(THE PROBLEM):
Match on the string "elmutt" in the entries below and return every matching line.

[Records drawn from a dataset]
☆ ☆ ☆ ☆ ☆

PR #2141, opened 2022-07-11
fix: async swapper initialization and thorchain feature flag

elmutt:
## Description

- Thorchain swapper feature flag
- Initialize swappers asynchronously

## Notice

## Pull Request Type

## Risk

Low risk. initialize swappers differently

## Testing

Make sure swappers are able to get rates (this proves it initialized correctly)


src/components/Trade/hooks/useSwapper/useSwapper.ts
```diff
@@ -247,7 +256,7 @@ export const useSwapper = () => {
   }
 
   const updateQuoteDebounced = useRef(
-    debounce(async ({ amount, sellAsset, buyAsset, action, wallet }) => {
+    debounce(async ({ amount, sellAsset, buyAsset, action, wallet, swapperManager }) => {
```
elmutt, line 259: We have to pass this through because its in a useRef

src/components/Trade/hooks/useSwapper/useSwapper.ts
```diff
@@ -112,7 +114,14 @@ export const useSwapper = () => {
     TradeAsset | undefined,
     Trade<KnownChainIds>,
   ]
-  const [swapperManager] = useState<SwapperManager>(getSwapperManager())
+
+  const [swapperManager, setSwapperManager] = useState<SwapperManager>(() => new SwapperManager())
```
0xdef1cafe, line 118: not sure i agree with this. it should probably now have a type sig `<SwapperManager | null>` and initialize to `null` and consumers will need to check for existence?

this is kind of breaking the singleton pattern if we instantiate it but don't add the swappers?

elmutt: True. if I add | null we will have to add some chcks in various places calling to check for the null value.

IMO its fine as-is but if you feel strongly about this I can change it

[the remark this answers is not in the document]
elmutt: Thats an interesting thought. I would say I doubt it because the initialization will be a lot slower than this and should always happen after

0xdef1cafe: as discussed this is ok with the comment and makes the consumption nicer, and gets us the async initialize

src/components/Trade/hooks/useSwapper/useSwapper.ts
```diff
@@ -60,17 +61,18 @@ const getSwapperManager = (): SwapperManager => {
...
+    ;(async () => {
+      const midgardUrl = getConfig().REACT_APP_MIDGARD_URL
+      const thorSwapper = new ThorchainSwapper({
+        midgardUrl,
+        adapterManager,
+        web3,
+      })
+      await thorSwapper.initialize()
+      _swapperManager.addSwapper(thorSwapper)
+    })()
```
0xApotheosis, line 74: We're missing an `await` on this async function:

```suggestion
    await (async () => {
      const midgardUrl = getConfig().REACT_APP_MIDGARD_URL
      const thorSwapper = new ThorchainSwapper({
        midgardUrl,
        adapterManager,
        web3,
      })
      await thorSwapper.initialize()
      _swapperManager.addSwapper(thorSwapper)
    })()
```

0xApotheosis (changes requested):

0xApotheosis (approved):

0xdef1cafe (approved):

☆ ☆ ☆ ☆ ☆

(WRITTEN RESPONSE):
elmutt:
elmutt, line 259: We have to pass this through because its in a useRef
elmutt: True. if I add | null we will have to add some chcks in various places calling to check for the null value.
elmutt: Thats an interesting thought. I would say I doubt it because the initialization will be a lot slower than this and should always happen after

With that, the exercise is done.